[WHAT IS REQUIRED]:
Up to and including the line with "In person 👍 from @dimaip", copy the records below exactly from their first line.

---------- DATA SUPPLIED

Issue #1257, opened 2017-11-15
After typing "<!--" in the editor, the backend breaks


skurfuerst:
If I type `<!--` in an inline editor and I reload the bckend, I cannot change the node anymore.

kitsunet:
Can confirm, this bug exists.

kitsunet:
we set config.basicEntities to `false` which is strongly discouraged by CK, don't know if that is on purpose, will try if something obviously breaks if I re-enable it.

skurfuerst:
thanks <3 maybe check via git blame when it was set to False :) @kitsunet

kitsunet:
Yep ofc, waiting for @dimaip because he set it but the reasons are unclear to me. Will check with him. Definitely fixes the issues though, so much I can say already.

skurfuerst:
Thanks <3

PR #1261, opened 2017-11-15
BUGFIX: Enable basic entities encoding

kitsunet:
This (re-) enables basic HTML entity encoding, to avoid
for example opening HTML comments breaking the site.

Fixes: #1257


kitsunet:
In person 👍 from @dimaip

PR #1268, opened 2017-11-15
BUGFIX: fix inclusion of CSS in extensibility modules

skurfuerst:
the webpack.config.js in @neos-project/neos-ui-extensibility makes use
of the ExtractTextPlugin.

however, if for some reasons, the instances used in "module.loaders" and
"plugins" are not the same ones, you get the folllowing error message 
when building plugins which need to load CSS:

	"Module build failed: Error: "extract-text-webpack-plugin" loader is
	 used without the corresponding plugin"

This happened for me in all cases where I want to load CSS in a custom extension.

### DIFF
--- a/packages/build-essentials/src/webpack.config.js
+++ b/packages/build-essentials/src/webpack.config.js
@@ -126,4 +126,15 @@ if (env.isProduction) {
     }));
 }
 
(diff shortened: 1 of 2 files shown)


skurfuerst:
Funny. not needed anymore when using "yarn" instead of npm to install the packages.... go figure. strange.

--------------------

[RESPONSE TO THIS TASK]:
Issue #1257, opened 2017-11-15
After typing "<!--" in the editor, the backend breaks


skurfuerst:
If I type `<!--` in an inline editor and I reload the bckend, I cannot change the node anymore.

kitsunet:
Can confirm, this bug exists.

kitsunet:
we set config.basicEntities to `false` which is strongly discouraged by CK, don't know if that is on purpose, will try if something obviously breaks if I re-enable it.

skurfuerst:
thanks <3 maybe check via git blame when it was set to False :) @kitsunet

kitsunet:
Yep ofc, waiting for @dimaip because he set it but the reasons are unclear to me. Will check with him. Definitely fixes the issues though, so much I can say already.

skurfuerst:
Thanks <3

PR #1261, opened 2017-11-15
BUGFIX: Enable basic entities encoding

kitsunet:
This (re-) enables basic HTML entity encoding, to avoid
for example opening HTML comments breaking the site.

Fixes: #1257


kitsunet:
In person 👍 from @dimaip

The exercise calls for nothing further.